Stress test
Responding to this disaster is essential, but so is preparing for the next
15 November, 2013

FOR once it was no metaphor but the real thing—a perfect storm in terms of its sheer size, its circular symmetry and the tightness of its eye. When it hit land, in Leyte and Samar provinces in the Philippines, Typhoon Haiyan’s ferocity set records. Sustained winds were 250 kilometres (160 miles) an hour with gusts of over 300kph—like standing behind the revving engine of a jumbo jet. But it was a 5-metre (16-foot) storm surge—an intense low pressure at the storm’s centre sucking the sea level upwards—that caused the worst damage.
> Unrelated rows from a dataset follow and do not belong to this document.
Issue #9298, opened 2020-12-23
CesiumWidget no released from memory when destroyed?


hpinkos:
From https://community.cesium.com/t/releasing-cesiumwidget-object/11831

Hello

I’m working on an application where Cesium viewer is destroyed and created again later in some scenarios. When searching for memory issues I have found that CesiumWidget object is still retaining after the viewer is destroyed via viewer.destroy().

It is reproduced in the simple [sandcastle example](https://sandcastle.cesium.com/#c=hZFBa4QwEIX/SvCigkT3XFdK91AKhR4sPXnJmtltaEwkmWSxZf97o6tl2RWa25t5b+ZL4pkhXsAJDNkSBSeyAytcRz+mWtJE7aR3WiETCkwTpQ+NapQPOaEQjGdyKtRM8ZZZlEAZ5+9ayz0zTw5RqyR+1nFGDk61KIJMyU+jSDjLgLDaAr7MKrk3kpmRcrBo9JCMENeNVfj4hj1eUueMbIqiGOU5/Z++Rt2v8rcSmPnDXm4zj42yqLQ4SKgW1EfR9dogcUYmlOYIXS8Zgs33rv0CpK21C2GZX0dLLjwRfLvyG4GBWRs6BydlLb6hiaoyD/67qNSMC3V882AkG0bb56Z6vRQppWUe5HoSL89xM/kX)

Click Go, wait for several seconds, click Stop, make a heap snapshot. There are multiple CesiumWidget objects are retaining. (Checked via Chrome Dev Tools):

wuming2019:
So this problem can't be solved ？

ggetz:
Hi @wuming2019, we haven't gotten the chance to work on this issue directly. If you are able to look into the issue and provide more details, or even propose a fix, that would be helpful.

ItayBa:
Any updates?

Issue #5991, opened 2017-11-20
Handle lost webgl contexts more gracefully


ggetz:
When a webgl context is lost, an error is thrown that is not really relevant.

![image](https://user-images.githubusercontent.com/4439461/33042682-b489482a-ce10-11e7-8331-0db3c41b789e.png)

Brought up on the forum here: https://groups.google.com/forum/#!topic/cesium-dev/406L37WfjWs

It looks like the lost context can be specifically checked: https://www.khronos.org/webgl/wiki/HandlingContextLost

pjcozzi:
Cesium is unlikely to fully restore the state as I suspect potentially doing it in the application is the right level of abstraction, e.g., an app can easily reload a CZML file compared to Cesium tracking and recreating all the renderer/primitive/entity state.

However, we may expose this event if it is widely requested.

Most engines do not implement this AFAIK.

emackey:
SketchFab shows a friendly dialog box saying something along the lines of "Sorry, but it appears your browser has had a problem running WebGL.  Please reload this page to restore functionality." and there's a RELOAD button to click.  I realize this is an app-level concern but maybe we could expose some kind of helper for this.

thw0rted:
I recognize this isn't absolutely universal but I suspect most consuming "apps" use a Viewer (or a directly-managed CesiumWidget) as a cornerstone of the page being viewed.  Since the app is likely to be more or less useless with a crashed WebGL, you could show the default error handler with a message along the lines of Ed's suggestions ("Something has gone wrong with your browser's 3D graphics; reloading this page will likely fix the problem.", etc).

That said, if it's a  Viewer, I would naively expect it to be possible to destroy the underlying Widget and re-populate it by interrogating `viewer.dataSources`.  That would be far from guaranteed to get back to previous state, but it might be a better user experience than "please click the refresh button".

tinco:
Hi! We're running into this problem as well. I'd like to catch the webgl context lost event as well. I don't need Cesium to gracefully recover of anything, just something that we get control back and I can reboot cesium would already help a lot.

Also, what kind of thing causes webgl contexts to be lost? It almost never happens to me on my MacBook, nor on my colleagues laptop, but our business development guy that does product demo's frequently has them (as you can imagine this is awkward for us) on his surface book. I tried reducing the GPU memory limit, to 256, and that didn't work. We're working with complex models with high resolution textures.

thw0rted:
[...]

PR #10011, opened 2022-01-15
fixes crash issue when create Viewer too many times

renjianqiang:
I find that viewer will crash when i created too many viewers (the number is 16 in chrome) even i had destroy the previous viewers. Look at these code:
``` js
var viewerOldest = new Cesium.Viewer("cesiumContainer");

// then i create some other viewers, and i destroyed them when i didn't need it.
// the code can be simplified to:
for ( var  i =0; i<16; ++i){
   var viewer = new Viewer("cesiumContainer");

   // do something here...

   viewer.destroy();
}
```
 Then, the earliest created viewer will crash. I find the chrome console output the warning:

> WARNING: Too many active WebGL contexts. Oldest context will be lost.

After search some keyword, i think this crash is caused by that webgl context is not released when viewer destroyed. I make this  PR to fix this problem, please let me know if i have mistakes.

### DIFF
--- a/Source/Widgets/CesiumWidget/CesiumWidget.js
+++ b/Source/Widgets/CesiumWidget/CesiumWidget.js
@@ -9,6 +9,7 @@ import Ellipsoid from "../../Core/Ellipsoid.js";
 import FeatureDetection from "../../Core/FeatureDetection.js";
 import formatError from "../../Core/formatError.js";
 import requestAnimationFrame from "../../Core/requestAnimationFrame.js";
+import RuntimeError from "../../Core/RuntimeError.js";
 import ScreenSpaceEventHandler from "../../Core/ScreenSpaceEventHandler.js";
 import createWorldImagery from "../../Scene/createWorldImagery.js";
 import Globe from "../../Scene/Globe.js";
@@ -373,7 +374,16 @@ function CesiumWidget(container, options) {
         that.showErrorPanel(title, undefined, error);
       }
     };
+
     scene.renderError.addEventListener(this._onRenderError);
+    canvas.addEventListener("webglcontextlost", function () {
+      that._onRenderError(
+        scene,
+        new RuntimeError(
+          "The browser lost webgl context, please refresh the page to restore functionality!"
+        )
+      );
+    });
   } catch (error) {
     if (showRenderLoopErrors) {
       var title = "Error constructing CesiumWidget.";


cesium-concierge:
Thanks for the pull request @renjianqiang!
* :grey_question: [CHANGES.md](https://github.com/CesiumGS/cesium/blob/contextLostCrash/CHANGES.md) was not updated.

- [ ] Cesium Viewer works.
- [ ] Works in 2D/CV.

ggetz:
Thanks @renjianqiang! It sounds like you're running into an issue we're tracking where [Cesium should better handle lost WebGL contexts](https://github.com/CesiumGS/cesium/issues/5991).

If I understand correctly, its up to the browser to handle the contexts and this change is only simulating the context lost event. See https://developer.mozilla.org/en-US/docs/Web/API/WEBGL_lose_context/loseContext
> The WEBGL_lose_context.loseContext() method is part of the WebGL API and allows you to simulate losing the context of a WebGLRenderingContext context.

The fix would be to handle the event and destroy object gracefully, perhaps restoring the context if we do have the mechanism to do so.

renjianqiang:
@ggetz, yes, you are right, i just simulate the context lost event to completely free the webgl context when destroying the `Context` object, otherwise too many destroyed viewers will cause the current rendering viewer which previously created crashed. It is unreasonable because these viewers have been destroyed and shouldn't have effect anymore.

And for restoring context problem, i agree with @pjcozzi that it's unlikely or unnecessarily to fully restore the render state. If we want caution users more elegantly after webgl context lost, which by accident or there are too many active webgl contexts simultaneous, we can listen for `webglcontextlost` event  and give some tips.

ggetz:
@renjianqiang Regarding the process of destroying the viewer, I think the actual fix would need to address the root cause of viewer holding onto extra memory, (see https://github.com/CesiumGS/cesium/issues/9298) which would be more involved.

For the WebGL context, I think we would want to remove the `loseContext` call and instead properly handle the `'webglcontextlost'` event and warn the user, as you suggest. Would you be willing to work on that change here?

renjianqiang:
I‘m pleasure to add some handler for&nbsp;'webglcontextlost' event.
Up to now i think the&nbsp;loseContext&nbsp;call is&nbsp;necessary, maybe the&nbsp;viewer holding onto extra memory is the root cause, and i will try to dig deep into the #9298 in the next few days.&nbsp;

---Original---
From: "Gabby ***@***.***&gt;
Date: Thu, Jan 20, 2022 23:22 PM
To: ***@***.***&gt;;
Cc: ***@***.******@***.***&gt;;
Subject: Re: [CesiumGS/cesium] fixes crash issue when create Viewer too manytimes (PR #10011)




 
@renjianqiang Regarding the process of destroying the viewer, I think the actual fix would need to address the root cause of viewer holding onto extra memory, (see #9298) which would be more involved.
 
For the WebGL context, I think we would want to remove the loseContext call and instead properly handle the 'webglcontextlost' event and warn the user, as you suggest. Would you be willing to work on that change here?
 
—
Reply to this email directly, view it on GitHub, or unsubscribe.
Triage notifications on the go with GitHub Mobile for iOS or Android.

renjianqiang:
@ggetz, after a few days of trying to figure out the issue #9298, i make sure you are right that the extra memory is the root cause. The root cause is [detached window memory leaks](https://web.dev/detached-window-memory-leaks/).

In short, the cesium widget and other object keep a reference to a DOM element which prevents the element from being garbage collected since it can still be accessed, i.e., canvas is not destroyed even the viewer has been destroyed. So the webgl context is not released by chrome. 

I try to fix this problem by set the cesium object's properties to undefined when object is destroyed and it worked, the cesium objects are disappeared in heap snapshot as expected,  the webgl context has lost after viewer destroyed. 

But the question is that i don't know if the problem has been fully solved, and there are must more files require modify, and after that i find the some test case also need be modified otherwise failed. I think i should create another PR and spend more time on it.

ggetz:
@renjianqiang Yes, I think it's best to address #9298 separately. I would also suggest summarizing your fix there before opening a PR so we can discuss the right approach and test cases. Thanks!

renjianqiang:
Ok, my fix to this issue is to modify the `destroyObject.js` :
```js
// function destroyObject
// ...
for (var key in object) {
  if (typeof object[key] === "function") {
    object[key] = throwOnDestroyed;
  } else if (typeof object[key] === "object") {
    Object.defineProperty(object, key, { value: undefined }); // add this line to unset references
  }
}
```
And then i do some modifications to other files:
```js
// Source\Scene\Cesium3DTileset.js
// Cesium3DTileset.prototype.destroy 
// line 2894
while (stack.length > 0) {
  var tile = stack.pop();
  // tile.destroy();

  var children = tile.children;
  var length = children.length;
  for (var i = 0; i < length; ++i) {
    stack.push(children[i]);
  }
  tile.destroy(); // move to here because of tile.children is undefined after tile is destroyed
}

```

```js
// Source\Widgets\Viewer\Viewer.js
// Viewer.prototype.destroy
// line 1755
if (defined(this._selectionIndicator)) {
  this._element.removeChild(this._selectionIndicator.container);
  this._selectionIndicator = this._selectionIndicator.destroy();
}

// destroy inspector if it has attached to viewer
if(defined(this.cesiumInspector)){
  this.cesiumInspector.destroy();
}

if(defined(this.cesium3DTilesInspector)){
  this.cesium3DTilesInspector.destroy();
}

```

And the follow is partial modifications for test case:

```js
// Specs\Scene\Cesium3DTilesetSpec.js
// "destroys before external tileset JSON file finishes loading"
// line 2468
expect(statistics.numberOfPendingRequests).toEqual(1);
var rootContentReadyPromise = root.contentReadyPromise; // add line to record promise before set to undefined
scene.primitives.remove(tileset);

// return root.contentReadyPromise
return rootContentReadyPromise
// ...
```

```js
// Source\Scene\Primitive.js
// function setReady(primitive, frameState, state, error) {
// line 2555
frameState.afterRender.push(function () {
 // add handler if primitive is destroyed during current render frame
  if (primitive.isDestroyed()) {
    return;
  }
// ...
```
Please review my modifications, and give me some advice, Thanks @ggetz !

renjianqiang:
Now, the cesium object will gc successfully after destroyed:
image

But it looks like there are still some object is unreleased:
image

renjianqiang:
I alse find there are maybe some problems in `Source\Widgets\ClockViewModel.js` and `Source\Widgets\Animation\AnimationViewModel.js`.

```js
// Source\Widgets\ClockViewModel.js
// line 40
this.startTime = knockout.observable(clock.startTime);
this.startTime.equalityComparer = JulianDate.equals;
// this.startTime.subscribe(function (value) {
//   clock.startTime = value;
//   this.synchronize();
// }, this);

// maybe we should record the subscription and dispose in destroy function
this._subscriptions.push(
    this.startTime.subscribe(function (value) {
      clock.startTime = value;
      this.synchronize();
    }, this)
  );

// ClockViewModel.prototype.destroy 
// line 189
var subscriptions = this._subscriptions;
for (var i = 0, len = subscriptions.length; i < len; i++) {
  subscriptions[i].dispose();
}
```

```js
// Source\Widgets\Animation\AnimationViewModel.js
// maybe we should add destroy function for AnimationViewModel and call it in Animation.prototype.destroy function
AnimationViewModel.prototype.destroy = function () {
  var that = this;
  this._definedProperties.forEach(function (property) {
    knockout.getObservable(that, property).dispose();
  });
  
  destroyObject(this);
};

```

I'm not sure if we need to make this change, and i'd like to have your suggestions!

cesium-concierge:
Thanks again for your contribution @renjianqiang! 

cesium-concierge:
Thanks again for your contribution @renjianqiang! 

cesium-concierge:
Thanks again for your contribution @renjianqiang! 

ItayBa:
Did anyone solved it?

cesium-concierge:
Thanks again for your contribution @renjianqiang! 

anthonylowther21:
Can this PR either be rejected or accepted?

We have this exact issue. When the map is loaded and unloaded too many times, the first map screen turns white, and we get the rror that too many webgl contexts exist

cesium-concierge:
Thanks again for your contribution @renjianqiang! 

ggetz:
I'm closing this issue due to inactivity. If you believe this is still an issue, please feel free to re-open and we'll give this a fresh review. Thanks!

anthonylowther21:
@ggetz, this is still an issue on our projects. Did this PR get rejected, or did this get resolved in a separate PR?

danrockstheplanet:
@ggetz, I'm also interested in knowing the answer to @anthonylowther21's question. Has this been resolved? If so, can you tell us when?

The surge swept away the port-city of Tacloban as if it were a tsunami. The death toll stands at more than 2,300 victims drowned, hit by debris or trapped under rubble. The number will certainly rise as news trickles in from remote settlements. The devastation is wide, spread across six Philippine islands. Some 11m Filipinos have been affected, many displaced or left homeless. With precious little aid so far coming in (see article), it is the plight of the living that now matters. President Benigno Aquino called the super-typhoon a “national calamity”.

Haiyan’s victims have so far received scant help. City and provincial governments have been paralysed. Even in Tacloban, where the airport is now partly working again, food, clean water, medical treatment and shelter have yet to reach many of the worst-hit. Poor sanitation, a lack of medicines and stagnant water pose a further health threat. Even five days after the catastrophe, there were few signs of authority in many stricken areas except for a few troops. The Philippine government promises that this is about to change. Outsiders, led by a growing American military operation involving marines and helicopters, are also gearing up to provide large quantities of aid.

The scale of this catastrophe was unusual, but natural disasters are sadly familiar in the Philippines. It has among the world’s highest incidences of earthquakes and volcanic eruptions. Landslides, often triggered by deforestation, have pushed more people to the low-lying coast, where many eke out a living by fishing. Climate change may exacerbate the Philippines’ vulnerability: the country lies in a region where sea levels are rising faster than elsewhere, and global warming may be increasing the dangers of tropical storms (see article). Yet however susceptible the Philippines is, there is much that it and countries like it, such as next-door Indonesia, can do to build resilience in the face of natural catastrophes.

First, economic growth. Under the popular Mr Aquino, growth has been strong, but the gains are not evenly spread. Leyte and Samar are among the poorest provinces. Had more people lived in robust housing instead of shanty towns by the shore, fewer lives would have been lost. Politics is a chief reason why the poor are not better off. In the Philippines a patron-client system of political power is sustained by pork-barrel spending. It breeds endemic corruption and it entrenches powerful families with little incentive to improve the lives of ordinary Filipinos. Mr Aquino has promised to change this, but has more to do. Meanwhile, the central government’s writ remains pitifully small.

But economic growth is only half the story. In late 2011 Typhoon Sendong hit a part of the southern Philippines that is not usually in the storms’ path. When Typhoon Pablo hit a year later, the town was readier, and fewer lives were lost. Early-warning systems, drills and better zoning all help. The Asian Development Bank advocates “stress tests” for vulnerable places rather like stress tests on financial institutions. The recently elected leader of Tacloban is said to have cared little for such distractions. Let us hope he will now.